As I write, the a debate is raging over a topic Mr. Schultz actually brings up in part 2 of his article -- a California judge has struck down that state’s Proposition 8 outlawing the recognition of same-sex marriage. Frustrated, the judge challenged the defendants to show any actual evidence, not mere opinion, that same-sex unions are in fact detrimental to the concept of “traditional” heterosexual marriage. The defendants failed to produce any solid evidence in that regard with the consequence that the judge ruled against them in an ethical area they claim to be of the utmost spiritual importance and consequence. Bernard of Clairveaux, a well-known opponent of same-sex unions, would be, should be, turning in his grave.
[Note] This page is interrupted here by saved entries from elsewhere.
PR #2000, opened 2022-07-28
feat(release): add option to set the minimal major version

DanielMSchmidt:
This new option is really convenient when you have a generated project that is self updating like the cdktf pre-built providers. With the current setup it's impossible to increase the major version without manual intervention. Since breaking changes in a 0.x version only result in a minor version increase there is no way to get to a higher major version.

---

### DIFF
--- a/src/release/release.ts
+++ b/src/release/release.ts
@@ -79,6 +79,19 @@ export interface ReleaseProjectOptions {
   readonly majorVersion?: number;
 
   /**
+   * Minimal Major version to release
+   *
+   *
+   * This can be useful to set to 1, as breaking changes before the 1.x major
+   * release are not incrementing the major version number.
+   *
+   * Can not be set together with `majorVersion`.
+   *
+   * @default - start releasing with major version 0
+   */
+  readonly minMajorVersion?: number;
+
+  /**
    * Bump versions from the default branch as pre-releases (e.g. "beta",
    * "alpha", "pre").
    *
@@ -345,6 +358,7 @@ export class Release extends Component {
     this.defaultBranch = this._addBranch(options.branch, {
       prerelease: options.prerelease,
       majorVersion: options.majorVersion,
+      minMajorVersion: options.minMajorVersion,
       workflowName: options.releaseWorkflowName ?? "release",
       tagPrefix: options.releaseTagPrefix,
       npmDistTag: options.npmDistTag,
@@ -613,6 +627,11 @@ export interface BranchOptions {
    * The major versions released from this branch.
    */
   readonly majorVersion: number;
+
+  /**
+   * The minimum major version to release.
+   */
+  readonly minMajorVersion?: number;
 
   /**
    * Bump the version as a pre-release tag.
--- a/src/release/release.ts
+++ b/src/release/release.ts
@@ -87,7 +87,7 @@ export interface ReleaseProjectOptions {
    *
    * Can not be set together with `majorVersion`.
    *
-   * @default - start releasing with major version 0
+   * @default - No minimum version is being enforced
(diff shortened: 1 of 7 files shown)


mrgrain:
I like the idea of this. Could you confirm/clarify the following for me:

>With the current setup it's impossible to increase the major version without manual intervention. Since breaking changes in a 0.x version only result in a minor version increase there is no way to get to a higher major version.

To my understanding, if a project starts put at 0.x.x (which is the default), there still won't be a way to get to a  higher major version. But instead of setting `majorVersion`, users can now choose  to set `minMajorVersion: 1` to upgrade?


How do major version releases currently behave if there's a breaking change and `majorVersion` is set?

DanielMSchmidt:
To clear this up a I'll start with the second question :) 

> How do major version releases currently behave if there's a breaking change and majorVersion is set?

If a major version is set and a breaking change occurs the build errors.

> To my understanding, if a project starts put at 0.x.x (which is the default), there still won't be a way to get to a higher major version. But instead of setting majorVersion, users can now choose to set minMajorVersion: 1 to upgrade?

Yeah exactly. Without this and without setting a major version (which you can't set in general due to builds erroring if it's there and they want to release beyond it) each major release would according to the semver spec (and also happening in reality) only update the minor version. There is no way to update the major version when starting from the major version 0. This is why I think this attribute would help, by starting with 1 you could ensure breaking changes get a major version increase. and it's distinclty different from just majorVersion since that is aimed for version specific release branches :)

DanielMSchmidt:
I don't understand the failing test though, any ideas what I could be missing?

DanielMSchmidt:
@mrgrain I found the issue, took the wrong way to solve it :D Now the detection is untampered and we instruct standard version directly where we should do it

src/release/release.ts
```diff
@@ -78,6 +78,19 @@ export interface ReleaseProjectOptions {
    */
   readonly majorVersion?: number;
 
+  /**
+   * Minimal Major version to release
+   *
```
mrgrain, line 83:
```suggestion
```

I bring this up, because Mr. Schultz may have committed the error of raising a vitally important question to the present and future of the churches in the Evangelical movement, and then leaving the issues and his readers, mired in murky, unresolved reasoning that can but lead to over-reactions, misjudgments, and significant lost opportunities. In the introduction, Editor Sharon Berg, notes Schultz’s goal of “explain[ing] the background and characteristics of [the emergent church] movement, and how we can evaluate it through a biblical template,” (Schultz, Part I, p. 5). One might feel that Schultz has accomplished the first goal of introducing his readership to the concept of the emergent church, while ending feeling yet unsatisfied as to the establishment of any strongly pertinent criteria for its evaluation. In fact, Schultz ends by stating, in a very non-Anabaptist manner, that, “Everything should sifted through the grid of Scripture,” however that, “it would be very unwise to use the writings and study materials emergent authors for Bible Study groups,” (Schultz, Part II, p. 5). In fact, instead of examining such materials through group study and mutual edification, he encourages his Christian readers to forsake the unified, mutually supportive group Bible study in favour of merely accepting and adopting the perspectives of two authors who seem reasonable to himself. He concludes the two part article with a slightly deceptive debating trick -- he publishes a list of some 21 “emergent church” writers and 4 “church fathers” with whom he encourages one to familiarize his or herself -- but his presentation is such that the 25 writers indicated are more or less a hit list of writers to be avoided lest the reader be contaminated by “Emergent Church Theology.”
Without determining the correctness or error of these authors or of the “Emergent Church Theology” itself, I would like to engage the argument itself for relevancy, completeness, and usefulness for consideration of the readership in the congregations of the Fellowship.
¶1 “Recently I heard of a church where several dozen people walked out, saying that their church leadership had succumbed to emerging church thinking and practices,” (Schultz, Part I, p. 4).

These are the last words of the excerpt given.